> _Task_:
Write out exactly the first lines of the listing, ending on the line that contains "PR #2519, opened 2023-03-29".

> _Raw data_:
PR #2499, opened 2023-02-07
[Java] Added usage of nullptr instead of NULL

MyroslavaStopets:
Hi,
we are using SonarQube to analyze our C++ and Java source code. Unfortunately, SonarQube is emitting thousand of code smell warnings in the source code generated by Swig. For example:

"nullptr" should be used to denote the null pointer
According to [C++ Core Guidelines ES.47](https://github.com/isocpp/CppCoreGuidelines/blob/036324/CppCoreGuidelines.md#es47-use-nullptr-rather-than-0-or-null) it's better to use nullptr, which is unambiguous.

Can you please review this PR -- it will reduce some of the numerous amounts of SonarQube code smell warnings we receive in the Swig wrapper code.

Thank You

### DIFF
--- a/Lib/java/director.swg
+++ b/Lib/java/director.swg
@@ -60,11 +60,11 @@ namespace Swig {
   /* Java object wrapper */
   class JObjectWrapper {
   public:
-    JObjectWrapper() : jthis_(NULL), weak_global_(true) {
+    JObjectWrapper() : jthis_(SWIG_NULLPTR), weak_global_(true) {
     }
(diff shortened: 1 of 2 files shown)


wsfulton:
We use `0` in thousands of places instead of `NULL`. I expect there will be many more places to fix. With the addition of `SWIG_NULLPTR` in this pull request at least it facilitates further changes/pull requests to fix elsewhere in all language modules.

PR #2512, opened 2023-03-14
Update octave files to work with Octave v8.1.0

alatina:


opoplawski:
Seems to work great on Fedora.  Thanks.

wsfulton:
I can't see an Ubuntu ppa package for testing Octave 8.1 on Github Actions, which is ideally what we need to test this new version of Octave. I hope someone can provide that, but in the meantime, as the patch looks sensible and a second person has verified it working, I'll accept this patch.

ojwb:
I've added a new CI job using Octave 8.4 which passes, so we now have the missing coverage for this change.

I noticed there are concerning warnings with Octave 10.3 (tested locally) - it looks like Octave's C++ API has changed.  I've opened a new ticket for that: #3282.  @alatina Could take a look?

alatina:
Hi, 
Sure! I'll take a look in the coming few days

PR #2519, opened 2023-03-29
Fix CanCastAsInteger if errno is set.

degasus:
This method checks if the range of the input variable is fine.

However if the errno variable was already set, it fails even for valid inputs.

This fixes some random failures in the python castmode.


ojwb:
Thanks, merged.

Interestingly (at least according to the Linux man pages) this error handling is "just nonsense":

> SUSv2 and POSIX.1-2001 contain text about overflow (which might set errno to ERANGE, or raise an FE_OVERFLOW exception).   In  practice,  the result  cannot  overflow on any current machine, so this error-handling stuff is just nonsense.

PR #2524, opened 2023-03-31
detect Scilab 2023.0.0 and fix various issues

### LINKED ISSUE #894: Scilab: Use of ":" with typemap (int* IN, int IN_SIZE)
For an ":" input, one gets IN_SIZE=1,
IMHO it should be IN_SIZE=-1, so that within a
wrapped function the usage of ":" can be detected.

davidcl:
Scilab version numbering changed in the last release and it failed to be detected by `./configure`. This PR also fix #894 by implementing the requested change to handle `:` as regular integer vector extraction.


configure.ac
```diff
@@ -2423,10 +2418,10 @@ else
       # Set Scilab startup options depending on version
       AC_MSG_CHECKING(for Scilab startup options)
       SCILABOPT="-nwni -nb"
-      if test $SCILAB_VERSION_NO_DOTS -ge 540; then
+      if test $(echo -e '$SCILAB_VERSION\n5.3.3' |sort -n |head -n1) != 5.3.3; then
```
ojwb, line 2421: This trick doesn't actually work correctly - e.g. 5.3.10 compare as less than 5.3.3 (`-n` sorts the bit that looks like a floating point number numerically, but the second `.` and everything after appears to just get resolved with a string comparison):

```
$ printf '%s\n' 5.3.3 5.3.4 5.3.10 | sort -n
5.3.10
5.3.3
5.3.4
```

The existing "NO_DOTS" comparison is also broken though.

ojwb: That's not really suitable as there are platforms using other `sort` implementations.

Did you switch from the `SCILAB_VERSION_NO_DOTS` approach because it fails to handle multi-digit version components correctly?

If so, zero padding them to 3 each isn't hard:

```
SCILAB_VERSION_NO_DOTS=`printf '%03d%03d%03d' "$SCILAB_MAJOR_VERSION" "$SCILAB_MINOR_VERSION" "$SCILAB_MAINTENANCE_VERSION"`
```

E.g. 5.3.10 would then give `005003010`

ojwb: Oh I see the motivation was that the major version is now `2003`.  The above would work since `2003.0.0` gives (`2003000000`) but versions above 2147.483.648 potentially overflow a 32-bit int.

If that's a concern, using `%d%02d%02d` as the format would work if `SCILAB_MINOR_VERSION` and `$SCILAB_MAINTENANCE_VERSION` never go above 99.

Otherwise we could make the format `%04d%03d%03d` and use string comparisons like:

```
SCILAB_VERSION_NO_DOTS=`printf '%04d%03d%03d' "$SCILAB_MAJOR_VERSION" "$SCILAB_MINOR_VERSION" "$SCILAB_MAINTENANCE_VERSION"`
if test "$SCILAB_VERSION_NO_DOTS" '>' 0005003002; then 
```

Slightly awkward is you need to remember to quote `>` (otherwise it's interpreted as file redirection) and also `>=` doesn't work so you need to use `>` and compare against a version one lower.

Alternatively `expr` supports `>=` which does a string compare if the arguments can't be converted to integers:

```
if expr X"$SCILAB_VERSION_NO_DOTS" '>=' X0005003003 >/dev/null; then
```

davidcl: Thanks for your help, I used the `%04d%02d%02d` format to normalize the version and detect the same versions as before using the same `test` expressions.
```
SCILAB_VERSION_NO_DOTS=$(printf '%04d%03d%03d' "$SCILAB_MAJOR_VERSION" "$SCILAB_MINOR_VERSION" "$SCILAB_MAINTENANCE_VERSION")
```

Lib/scilab/scirun.swg
```diff
@@ -58,29 +57,29 @@ static void SWIG_Scilab_SetFuncName(char *funcName) {
...
 /* Argument management functions */
 
-#if SWIG_SCILAB_VERSION >= 540
-#define SWIG_CheckInputArgument(pvApiCtx, minInputArgument, maxInputArgument) CheckInputArgument(pvApiCtx, minInputArgument, maxInputArgument)
-#define SWIG_CheckInputArgumentAtLeast(pvApiCtx, minInputArgument) CheckInputArgumentAtLeast(pvApiCtx, minInputArgument)
-#define SWIG_CheckOutputArgument(pvApiCtx, minOutputArgument, maxOutputArgument) CheckOutputArgument(pvApiCtx, minOutputArgument, maxOutputArgument)
-#define SWIG_NbInputArgument(pvApiCtx) nbInputArgument(pvApiCtx)
-#define SWIG_AssignOutputArgument(pvApiCtx, outputArgumentPos, argumentPos) AssignOutputVariable(pvApiCtx, outputArgumentPos) = argumentPos
-#else
+#if SCI_VERSION_MAJOR < 6
```
ojwb, line 71: This has changed the version number being compared against as well as how the check was done - is that intended?

davidcl: good catch, I will change this `#if` to match the same version as before.

.github/workflows/ci.yml
```diff
@@ -189,6 +189,8 @@ jobs:
           VER: '5.5.2'
         - SWIGLANG: scilab
           os: ubuntu-18.04 # scilab 6.0
+        - SWIGLANG: scilab
+          os: ubuntu-22.04 # scilab 6.1
```
ojwb: 22.04 actually has scilab 6.1.1 (from the CI output and also from looking at the package repos, see output below) while the existing job below this addition is run on ubuntu-20.04 which has scilab 6.1.0.

It doesn't seem useful to test both 6.1.0 and 6.1.1, or at least not useful enough when we already have so many CI jobs that the time and resources to run them all are becoming concerning.  If the "0.0.1" difference is actually more significant here than I'm naively expecting, please speak up.

I've push a change to drop the 6.1.0 job, resurrect the 6.0 job (github stopped supporting their ubuntu-18.04 image recently so all the 18.04 jobs started to fail and I had to disable them) and add a 2023.0.0 build, since there seems to be a binary build on scilab.org for it and really we should have a job to confirm this new support works.

---

Scilab versions packaged for Ubuntu are:

```
$ grep 'LTS' /usr/share/distro-info/ubuntu.csv
6.06 LTS,Dapper Drake,dapper,2005-10-12,2006-06-01,2009-07-14,2011-06-01
8.04 LTS,Hardy Heron,hardy,2007-10-18,2008-04-24,2011-05-12,2013-05-09
10.04 LTS,Lucid Lynx,lucid,2009-10-29,2010-04-29,2013-05-09,2015-04-30
12.04 LTS,Precise Pangolin,precise,2011-10-13,2012-04-26,2017-04-28,2017-04-28,2019-04-28
14.04 LTS,Trusty Tahr,trusty,2013-10-17,2014-04-17,2019-04-25,2019-04-25,2024-04-25
16.04 LTS,Xenial Xerus,xenial,2015-10-22,2016-04-21,2021-04-21,2021-04-21,2026-04-23
18.04 LTS,Bionic Beaver,bionic,2017-10-19,2018-04-26,2023-05-31,2023-05-31,2028-04-26
20.04 LTS,Focal Fossa,focal,2019-10-17,2020-04-23,2025-05-29,2025-05-29,2030-04-23
22.04 LTS,Jammy Jellyfish,jammy,2021-10-14,2022-04-21,2027-06-01,2027-06-01,2032-04-21
$ rmadison -uubuntu scilab
 scilab | 5.5.0-2                | trusty/universe          | source, all
 scilab | 5.5.2-2ubuntu3         | xenial/universe          | source, all
 scilab | 6.0.1-1ubuntu1         | bionic/universe          | source, all
 scilab | 6.0.1-7ubuntu1~18.04   | bionic-security/universe | source, all
 scilab | 6.0.1-7ubuntu1~18.04.2 | bionic-updates/universe  | source, all
 scilab | 6.1.0+dfsg1-1ubuntu3   | focal/universe           | source, all
 scilab | 6.1.0+dfsg1-1ubuntu3.1 | focal-updates/universe   | source, all
 scilab | 6.1.1+dfsg2-3ubuntu1   | jammy/universe           | source, all
 scilab | 6.1.1+dfsg2-4          | kinetic/universe         | source, all
 scilab | 6.1.1+dfsg2-5          | lunar/universe           | source, all
```

ojwb: The 2023.0.0 binary dowload currently fails with HTTP error 403 (Forbidden).  I've reported this to scilab:

https://gitlab.com/scilab/scilab/-/issues/17024

ojwb: I've merged my change to resurrect the scilab 6.0 CI job and the fix for #894 (which really shouldn't be mixed up with these unrelated changes).

I'm a bit hesitant to merge the 2023.0.0 support without the CI job working since it seems likely the 403 issue will get fixed pretty quickly, so let's give them a day or to and see if it's working.  Don't worry about rebuilding the branch as I have it pretty much ready to go locally.

davidcl: actually the scilab binary file as a xz file not a gz file. As this can be good to distinguish this CI download, I think we can also ship a gz file for SWIG.

PR #2575, opened 2023-05-11
Fix handling of template in array size

### LINKED ISSUE #2486: swig crash when attempting to parse header with std::numeric_limits template
I get an error and a crash when trying to generate a wrapper for the following C++ code:

```
#pragma once

#include <limits>

typedef struct {
   unsigned char myarray[std::numeric_limits<unsigned char>::max()];
} array_t;
```

The error is as follows:
> Bad template type passed to SwigType_remember: a(std::numeric_limits< unsigned char >::max()).unsigned char
> swig: Swig/typesys.c:1706: SwigType_remember_clientdata: Assertion `0' failed.
> Aborted (core dumped)

ojwb:
This was being rejected by SWIG because the type string contains '<' not followed by '('.  That check seems too strict given types can contain constant expressions which can contain '<' characters in several ways, so let's just try removing the check and see what happens.

Fixes #2486

### DIFF
--- a/Examples/test-suite/cpp11_constexpr.i
+++ b/Examples/test-suite/cpp11_constexpr.i
@@ -45,9 +45,7 @@ struct ConstExpressions {
   constexpr friend bool operator==(ConstExpressions,ConstExpressions) { return true; }
   friend constexpr bool operator!=(ConstExpressions,ConstExpressions) { return false; }
 };
-%}
 
-%{
 int Array10[AAA];
 int Array20[BBB];
 int Array30[CCC()];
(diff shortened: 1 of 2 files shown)


ojwb:
@wsfulton CI passed and this fixes the case reported here (which I've added to the testsuite).  Does removing this check seem OK to you?

ojwb:
Appveyor decided to test both the branch and PR, so I cancelled the branch run as it's just redundant.

ojwb:
It occurred to me that we really should have test coverage for an expression used in a type which contains `<(` and `)>` so I've added one.

ojwb:
I just happened upon this commit while looking for something else entirely:

```
commit 0341258af7003121cdddda78c868ea2d497f8364
Author: William S Fulton <wsf@fultondesigns.co.uk>
Date:   Tue Nov 22 08:30:39 2022 +0000

    Fix seg fault handling template parameter expressions containing '<='
    
    Recent commits ensure types are correctly stored in SwigType *. In
    particular template parameters are enclosed within '<(' and ')>'.
    Now we can confidently handle template parameters as really being
    delimited as such to fix an infinite loop handling template expressions
    containing '<' or '>'. The previous implementation only assumed
    template parameters were delimited by '<' and '>'.
    
    Issue #1037
```

Based on this commit message it seems removing this check is now correct (but probably wouldn't have been before 0341258af7003121cdddda78c868ea2d497f8364) so I'll merge this change.

PR #2583, opened 2023-05-15
Add argc and argv multi-argument typemap to MzScheme.

erezgeva:


Lib/mzscheme/argcargv.i
```diff
@@ -0,0 +1,46 @@
...
+      /* All elements are strings! */
+      $1 = (i == len);
+    }
+  }
+}
+
+%typemap(freearg) (int ARGC, char **ARGV) {
+  if ($2 != NULL) {
+    SWIG_free((void *)$2);
+  }
```
ojwb, line 45: You don't need a `NULL`-check before calling `free()` or `delete`.  The ISO C and C++ standards guarantee that it's safe to call these on a NULL pointer, so it's not necessary for the calling code to also check.

I cleaned up all the cases I could find last year in 7ec2f89fe241e3aabd988d3aa6fe17e4878516dc so let's not introduce more.  (I removed the ones added by your other argcargv.i changes in fcdd63dba592fcfeb2fb60314e49eb5f2d185e15.)

ojwb:
```
 argcargvtest_wrap.cxx:1342:58: error: deprecated conversion from string constant to ‘char*’ [-Werror=write-strings]
 1342 | static char *_wrap_const_SWIGCSHARP_ARGCARGV_PARAM_IDX = "0";
      |                                                          ^~~
```

It looks like you're being tripped up by your own changes here, as SWIG's trying to wrap this as a constant.

Something seems clearly buggy with the mzscheme backend as this needs to be a `const char *` not `char *`, but I think this also is a sign that we need a different approach to having the user define `SWIGCSHARP_ARGCARGV_PARAM_IDX` to a value.

The current approach also seems limiting - I don't think you could generate C# wrappers for two argc/argv like functions in the same API if they have different argc parameter indexes.

I think I need to poke at this to try to understand it better.

Lib/mzscheme/argcargv.i
erezgeva: Sure.
I just followed other examples.

There are other you can clean:
Lib/octave/argcargv.i
Lib/go/argcargv.i
Lib/perl5/argcargv.i
Lib/php/argcargv.i
Lib/tcl/argcargv.i

Some you can blame me -:)

erezgeva:
> SWIGCSHARP_ARGCARGV_PARAM_IDX

I prefer it to be a number too.
But we need to insert it in a typemap.
We can try:
`#define SWIGCSHARP_ARGCARGV_PARAM_IDX 0`

And in `Lib/csharp/argcargv.i`
#define ARGCARGV_PARAM_IDX  "WIGCSHARP_ARGCARGV_PARAM_IDX"

`%typemap(imtype,..SizeParamIndex="ARGCARGV_PARAM_IDX"..`

In C/C++ precompiler I use this trick:
`#define stringify(s) #s`
`#define ARGCARGV_PARAM_IDX  stringify(SWIGCSHARP_ARGCARGV_PARAM_IDX)`
Perhaps in work in Swig as well.

Do you want me to test it?

erezgeva:
> ```
>  argcargvtest_wrap.cxx:1342:58: error: deprecated conversion from string constant to ‘char*’ [-Werror=write-strings]
>  1342 | static char *_wrap_const_SWIGCSHARP_ARGCARGV_PARAM_IDX = "0";
>       |                                                          ^~~
> ```
> 
> It looks like you're being tripped up by your own changes here, as SWIG's trying to wrap this as a constant.
> 
> Something seems clearly buggy with the mzscheme backend as this needs to be a `const char *` not `char *`, but I think this also is a sign that we need a different approach to having the user define `SWIGCSHARP_ARGCARGV_PARAM_IDX` to a value.
> 
> The current approach also seems limiting - I don't think you could generate C# wrappers for two argc/argv like functions in the same API if they have different argc parameter indexes.
> 
> I think I need to poke at this to try to understand it better.


As for using different argc parameter index.
Yes, as typemap `imtype` do not have `inattributes` parameters.
Once you set the typemap, you can not set it again.

Since ARGC ARGV is not that popular, I do not think we need to change the `imtype`  type map. User that wish to use  argc parameter in different indexes can simply define multiple ARGC ARGV typemaps like:
                                            
`%typemap(csin) char **ARGV3 "$csinput"`
`%typemap(cstype) char **ARGV3 "string[]"`
`%typemap(imtype, inattributes="[global::System.Runtime.InteropServices.In,global::System.Runtime.InteropServices.MarshalAs(global::System.Runtime.InteropServices.UnmanagedType.LPArray, ArraySubType=global::System.Runtime.InteropServices.UnmanagedType.LPStr, SizeParamIndex=3)]") char **ARGV3 "string[]"`

I think developers are intelligent, and they only need the "recipe".
It is perhaps a good remark we can add for developers.

erezgeva:
Rebase on #2602.
`SWIGCSHARP_ARGCARGV_PARAM_IDX` using number is better.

> _Solved exercise_:
PR #2499, opened 2023-02-07
[Java] Added usage of nullptr instead of NULL

MyroslavaStopets:
Hi,
we are using SonarQube to analyze our C++ and Java source code. Unfortunately, SonarQube is emitting thousand of code smell warnings in the source code generated by Swig. For example:

"nullptr" should be used to denote the null pointer
According to [C++ Core Guidelines ES.47](https://github.com/isocpp/CppCoreGuidelines/blob/036324/CppCoreGuidelines.md#es47-use-nullptr-rather-than-0-or-null) it's better to use nullptr, which is unambiguous.

Can you please review this PR -- it will reduce some of the numerous amounts of SonarQube code smell warnings we receive in the Swig wrapper code.

Thank You

### DIFF
--- a/Lib/java/director.swg
+++ b/Lib/java/director.swg
@@ -60,11 +60,11 @@ namespace Swig {
   /* Java object wrapper */
   class JObjectWrapper {
   public:
-    JObjectWrapper() : jthis_(NULL), weak_global_(true) {
+    JObjectWrapper() : jthis_(SWIG_NULLPTR), weak_global_(true) {
     }
(diff shortened: 1 of 2 files shown)


wsfulton:
We use `0` in thousands of places instead of `NULL`. I expect there will be many more places to fix. With the addition of `SWIG_NULLPTR` in this pull request at least it facilitates further changes/pull requests to fix elsewhere in all language modules.

PR #2512, opened 2023-03-14
Update octave files to work with Octave v8.1.0

alatina:


opoplawski:
Seems to work great on Fedora.  Thanks.

wsfulton:
I can't see an Ubuntu ppa package for testing Octave 8.1 on Github Actions, which is ideally what we need to test this new version of Octave. I hope someone can provide that, but in the meantime, as the patch looks sensible and a second person has verified it working, I'll accept this patch.

ojwb:
I've added a new CI job using Octave 8.4 which passes, so we now have the missing coverage for this change.

I noticed there are concerning warnings with Octave 10.3 (tested locally) - it looks like Octave's C++ API has changed.  I've opened a new ticket for that: #3282.  @alatina Could take a look?

alatina:
Hi, 
Sure! I'll take a look in the coming few days

PR #2519, opened 2023-03-29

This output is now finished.